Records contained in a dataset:
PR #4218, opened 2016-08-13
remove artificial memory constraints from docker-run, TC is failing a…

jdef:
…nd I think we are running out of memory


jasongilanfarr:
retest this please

---

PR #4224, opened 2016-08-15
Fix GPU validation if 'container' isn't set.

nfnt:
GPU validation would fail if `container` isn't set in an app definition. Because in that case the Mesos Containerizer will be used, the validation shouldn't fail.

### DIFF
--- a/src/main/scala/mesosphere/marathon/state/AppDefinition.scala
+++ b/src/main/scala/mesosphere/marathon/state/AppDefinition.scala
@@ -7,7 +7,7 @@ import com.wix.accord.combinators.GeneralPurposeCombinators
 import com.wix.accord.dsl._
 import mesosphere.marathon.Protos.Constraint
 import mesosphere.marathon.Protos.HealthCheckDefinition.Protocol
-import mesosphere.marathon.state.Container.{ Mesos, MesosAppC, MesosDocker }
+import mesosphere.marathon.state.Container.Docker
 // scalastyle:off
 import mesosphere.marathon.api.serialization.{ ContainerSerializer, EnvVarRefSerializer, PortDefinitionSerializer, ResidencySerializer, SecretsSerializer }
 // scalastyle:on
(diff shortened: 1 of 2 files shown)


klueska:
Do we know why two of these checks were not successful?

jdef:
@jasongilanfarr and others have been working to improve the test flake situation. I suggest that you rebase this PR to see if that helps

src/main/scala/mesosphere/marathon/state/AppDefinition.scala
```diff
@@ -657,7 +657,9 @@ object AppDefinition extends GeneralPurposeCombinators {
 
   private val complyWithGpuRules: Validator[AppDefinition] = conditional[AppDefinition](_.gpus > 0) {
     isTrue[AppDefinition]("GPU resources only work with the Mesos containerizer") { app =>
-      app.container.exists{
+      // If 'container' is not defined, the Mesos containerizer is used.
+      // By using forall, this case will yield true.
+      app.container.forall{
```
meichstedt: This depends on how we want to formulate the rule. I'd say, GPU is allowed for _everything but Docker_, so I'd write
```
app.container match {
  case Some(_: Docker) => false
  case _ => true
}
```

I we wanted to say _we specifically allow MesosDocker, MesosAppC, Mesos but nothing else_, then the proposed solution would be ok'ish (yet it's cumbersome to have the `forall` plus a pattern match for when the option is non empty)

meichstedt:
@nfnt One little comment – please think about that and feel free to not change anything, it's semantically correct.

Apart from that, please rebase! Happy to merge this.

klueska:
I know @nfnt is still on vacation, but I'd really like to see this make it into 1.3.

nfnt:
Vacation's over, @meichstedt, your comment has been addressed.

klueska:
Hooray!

_TASK PROMPT:_
Among the lines above, find each one containing the string "rebase" and copy it.

_RESPONSE AREA:_
@jasongilanfarr and others have been working to improve the test flake situation. I suggest that you rebase this PR to see if that helps
Apart from that, please rebase! Happy to merge this.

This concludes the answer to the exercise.